Wolf was maybe the only person who knew the exact location of where I went when I needed to do some building. And he only knew because he helped me build it- ten feet under ground with reinforced walls, a hidden door, and several booby traps to keep anyone from stumbling upon it.

Because I wasn't the kind of woman to build dollhouses or model ships.

No.

I built bombs.

And when there were times that I couldn't work at the place Hailstorm had set up for me, like back when I blew Lex's place to kingdom come and didn't want anyone to know I was in on it. And like right then.

Because if Hailstorm knew I was there, they would know why, and then the calvary would come to stop me.

And fuck that.

I wasn't poor little heartbroken Janie. I was mother fucking Jstorm and someone was coming after half of the people I held near and dear and that shit would never fly.

I was not going to be that girl. I wasn't going to break. I wasn't going to sit around and woe-is-me and wring my hands and bemoan how unfair the world was.

I was going to right the wrongs.

I was going to make them pay for thinking we were weak, that we would lie down and take the fucking, that we weren't going to fight back.

Because, for all the fanfare, for all the carefully plotted attacks, Little Ricky's organization wasn't as bulletproof as he thought it was. At least not to me, not to someone hellbent on finding them.

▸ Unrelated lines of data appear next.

PR #21, opened 2021-09-16
Make all toplevel normal surfaces fullscreen

### LINKED ISSUE #19: fullscreen vs maximize
Right now we set toplevel windows to be fullscreen, but this doesn't propagate to clients. This can be observed by running gedit. In fullscreen mode (press F11) it has no titlebar, but in ubuntu-frame it does have one.

Fixing this is further complicated when introducing the OSK. We want apps to *think* they're fullscreen (maybe?), but be treated by the window manger like they're maximized (so they move out of the way of the OSK). In other words, the exact oposite of the current behavior.

wmww:
Fixes #19. It's unclear to me what this code was supposed to be doing.


AlanGriffiths:
> It's unclear to me what this code was supposed to be doing.

I think it is pretty clear what the code is supposed to do: if the window is hidden, minimized, etc. it doesn't fullscreen it. I still think that reasonable for hidden or minimized windows.

The more "interesting" case is the one you hit is "etc": a maximized window, that is probably better changed to fullscreen.

wmww:
Superseded by #22 and #23

PR #22, opened 2021-09-20
Improve logic for overriding window state

AlanGriffiths:
This was going wrong in several scenarios:

1. Maximized windows were not getting fullscreened
2. Fullscreening a  window (F11 in gedit) led to it being offset from the screen corner

### DIFF
--- a/src/frame_window_manager.cpp
+++ b/src/frame_window_manager.cpp
@@ -30,6 +30,31 @@ namespace ms = mir::scene;
 using namespace miral;
 using namespace miral::toolkit;
 
+namespace
+{
+// When do we override the window state requested by the client?
+bool override(mir::optional_value<MirWindowState> const& requested_state)
+{
+    if (requested_state.is_set())
+    {
+        switch (requested_state.value())
+        {
+        case mir_window_state_minimized:
+        case mir_window_state_hidden:
+        case mir_window_state_attached:
+            return false;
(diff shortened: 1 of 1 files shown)


AlanGriffiths:
I think this fixes #19 but that may need rewording to make that clear

wmww:
This still looks a bit clunky and leaves a lot of (pre-existing) code duplication. I think I can clean it up a bit more.

src/frame_window_manager.cpp
```diff
@@ -30,6 +30,52 @@ namespace ms = mir::scene;
...
+    if (spec.parent().is_set() ? spec.parent().value().lock() : window_info.parent())
+    {
+        return false;
+    }
+
+    // Only override state change if the state is being changed
+    if (!spec.state().is_set())
+    {
+        return false;
+    }
```
Saviq, line 58: Any reason why this wouldn't be the first thing to check?

Saviq (approved):
Just a question about the order in `override_state()`, good otherwise.

bors d+

src/frame_window_manager.cpp
AlanGriffiths: Sure

Saviq:
bors merge

Saviq (approved):
Dude!

bors merge

PR #23, opened 2021-09-21
[Merged by Bors] - Improve logic for overriding window state more

wmww:
Builds on #22. Abstracts window state overriding into a function to reduce code duplication.


AlanGriffiths (approved):
Yes, but now I want to tidy a bit more...

bors merge

PR #24, opened 2021-09-21
Maximize instead of fullscreening windows

wmww:
As discussed in latest sync

### DIFF
--- a/src/frame_window_manager.cpp
+++ b/src/frame_window_manager.cpp
@@ -68,9 +68,9 @@ bool override_state(WindowSpecification& spec, WindowInfo const& window_info)
     default:;
     }
 
-    spec.state() = mir_window_state_fullscreen;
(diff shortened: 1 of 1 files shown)


Saviq:
As it stands, this will result in decorations drawn for CSD, right? I don't think we should merge this before we sort this out.

AlanGriffiths:
> As it stands, this will result in decorations drawn for CSD, right? I don't think we should merge this before we sort that out.

Yup. Been trying this out: a good example is mir-kiosk-kodi which clearly gets confused. (Have yet to check if that supports xdg-decoration.)

We don't see a problem with mir-kiosk as that lets apps "fullscreen" without forcing "maximized". (We could also do this in ubuntu-frame, but that may not be the best answer.)

AlanGriffiths:
We've a better approach in #15 - maybe that could be pulled out?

Little Ricky himself, who was every bit as gigantic as Alex had said, was still in Long Island. Because just like he was power and money hungry, he was a coward. He sent others to do his dirty work.

I would leave him be.

First, because a vindictive part of me wanted him to suffer, wanted him to know what it felt like to lose his organization, to worry for his own life, for a while.

Second, because The Henchmen would never forgive me for stealing the chance for them to get their vengeance.